I'm working on something similar. I hope to pick up some ideas ;)

My project is about helping create more traditional JavaScript applications,
not necessarily JAMstack. It is inspired by the Self programming environment
created at Sun Microsystems in '95, so it's not a framework per-se, but a
combination of a framework, an editor (VS Code plugin) and (in the future)
infrastructure.

The project is called Huncwot:
[https://github.com/huncwotjs/huncwot](https://github.com/huncwotjs/huncwot)

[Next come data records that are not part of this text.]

PR #255, opened 2024-03-19
Use effects to initialize new projections

the-mikedavis:
`khepri_machine` shouldn't initialize projections in its `apply/3` callback. That function might be called by Ra when recovering and folding through the log from a snapshot. If the log contains a `#register_projection{}` command then Khepri will mistakenly create the ETS table and fill it with whatever is in the tree at that moment. Effects like `#trigger_projection{}` are discarded during recovery, so restarting a server could lead to inconsistencies in projection tables between cluster members.

Instead we can use an aux effect to perform the side effects like we do already for `restore_projections` and `#trigger_projection{}` effects. This will be correctly discarded when Khepri is recovering. Then projections will be correctly restored once the machine is recovered with the existing `state_enter(recovered, State)` callback implementation.

To make the `#register_projection{}` `apply/3` clause pure I've added a helper `khepri_machine:has_projection/2`. Exposing it as `khepri:has_projection/2` isn't strictly necessary for this fix but it could be a nice win to take advantage of in the server. Currently we submit `#register_projection{}` commands every time the broker starts and rely on idempotency. A large projection function could be a non-trivial amount of data to store in the log though, so it would be nice to skip the command if we can detect that the projection is already registered.

### DIFF
--- a/src/khepri_machine.erl
+++ b/src/khepri_machine.erl
@@ -76,6 +76,7 @@
          get_triggers/1,
          get_emitted_triggers/1,
          get_projections/1,
+         has_projection/2,
          get_metrics/1]).
 -ifdef(TEST).
 -export([make_virgin_state/1]).
@@ -1906,6 +1907,25 @@ set_emitted_triggers(#khepri_machine{} = State, EmittedTriggers) ->
 
 get_projections(#khepri_machine{projections = Projections}) ->
     Projections.
+
+-spec has_projection(ProjectionTree, ProjectionName) -> boolean() when
+      ProjectionTree :: khepri_machine:projection_tree(),
+      ProjectionName :: atom().
+%% @doc Determines if the given projection tree contains a projection.
+%%
+%% Two projections are considered equal if they have the same name.
+%%
+%% @private
+
+has_projection(ProjectionTree, Name) when is_atom(Name) ->
+    khepri_pattern_tree:any(
+      ProjectionTree,
+      fun(Projections) ->
+              lists:any(
+                fun(#khepri_projection{name = N}) ->
+                        N =:= Name
+                end, Projections)
+      end).
 
 -spec set_projections(State, Projections) -> NewState when
       State :: khepri_machine:state(),
--- a/src/khepri_machine.erl
+++ b/src/khepri_machine.erl
@@ -1122,6 +1122,13 @@ handle_aux(
                Projection <- Projections]
       end),
     {no_reply, AuxState, LogState};
+handle_aux(
+  _RaState, cast,
+  #restore_projection{projection = Projection, pattern = PathPattern},
+  AuxState, LogState, State) ->
+    Tree = get_tree(State),
+    ok = restore_projection(Projection, Tree, PathPattern),
+    {no_reply, AuxState, LogState};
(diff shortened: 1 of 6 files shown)


src/khepri_machine.erl
```diff
@@ -1207,27 +1215,29 @@ apply(
...
-                     erase(compiled_projection_tree),
-                     set_projections(State, ProjectionTree1);
-                 _  ->
-                     State
-             end,
-    Ret = {State1, Reply},
-    bump_applied_command_count(Ret, Meta);
+    case has_projection(ProjectionTree, ProjectionName) of
+        true ->
+            Ret = {State, {error, exists}},
```
dumbbell, line 1222: Could you please use the `?khepri_error(Name, Info)` macro to create the error and give more context?

Probably something like that, to follow other error patterns:
```erlang
Info = #{name => ProjectionName},
Reason = ?khepri_error(projection_already_exists, Info),
{error, Reason}.
```
I'm just not sure about the name `projection_already_exists`.

dumbbell: That said, do we want to reject an update of a projection?

src/khepri_machine.erl
```diff
@@ -1207,27 +1215,29 @@ apply(
...
+        false ->
+            ProjectionTree1 = khepri_pattern_tree:update(
+                                ProjectionTree,
+                                PathPattern,
+                                fun (?NO_PAYLOAD) ->
+                                        [Projection];
+                                    (Projections) ->
+                                        [Projection | Projections]
+                                end),
+            erase(compiled_projection_tree),
```
dumbbell, line 1233: I didn't pay attention to this line before. Could you please add a comment to explain what is the `compiled_projection_tree` and it is set?

test/projections.erl
dumbbell, line 1: Could you please add a few more testcases to cover all new lines if possible? Look at the coverage report on Codecov. For instance, calls with the default store and calls with options are untested. Likewise for the cases where a projection is added to the list of projections for a given path pattern.

dumbbell (changes requested):

src/khepri_machine.erl
the-mikedavis: That sounds good to me. I believe we already handle the `{error, exists}` in the server so we will need to be careful to change that when we update. I would also like for the server to use the new `has_projection` function though rather than relying on idempotency, since submitting the compiled projection functions each time can only inflate Khepri's Ra log.

`projection_already_exists` sounds good to me :+1:

the-mikedavis: > do we want to reject an update of a projection

Currently we do so that registering a projection is idempotent. Doing so makes updates more difficult though. The way to do it currently is `unregister_projection` and then `register_projection`

src/khepri_machine.erl
the-mikedavis: I added a function that wraps the `erlang:erase/1` call and some docs docs and put it next to `get_compiled_projection_tree/1` for extra clarity

src/khepri_machine.erl
dumbbell: I understand, thank you!

dumbbell (approved):
Thank you!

* it supports TypeScript out of the box * it provides background processing (via Postgraphile Worker) * it aims to support _only_ PostgreSQL, so that we could conveniently use all those beautiful PostgreSQL features that are usually «hidden» by ORMs * I'd also like to make SQL more popular ;) * there is a bit of inspiration from Clojure * it favors the function composition, e.g. for handlers * it comes with a built-in authentication/authorization, which you shouldn't probably use in production just yet * it is still very alpha * for the front-end you can use React, but also Vue.js and possibly Angular or Svelte * and many other things which I haven't yet described in the README as I work on this on the side, mostly alone

There is also fantastic Dark Lang
([https://darklang.com/](https://darklang.com/)) in the same, quite similar
yet different.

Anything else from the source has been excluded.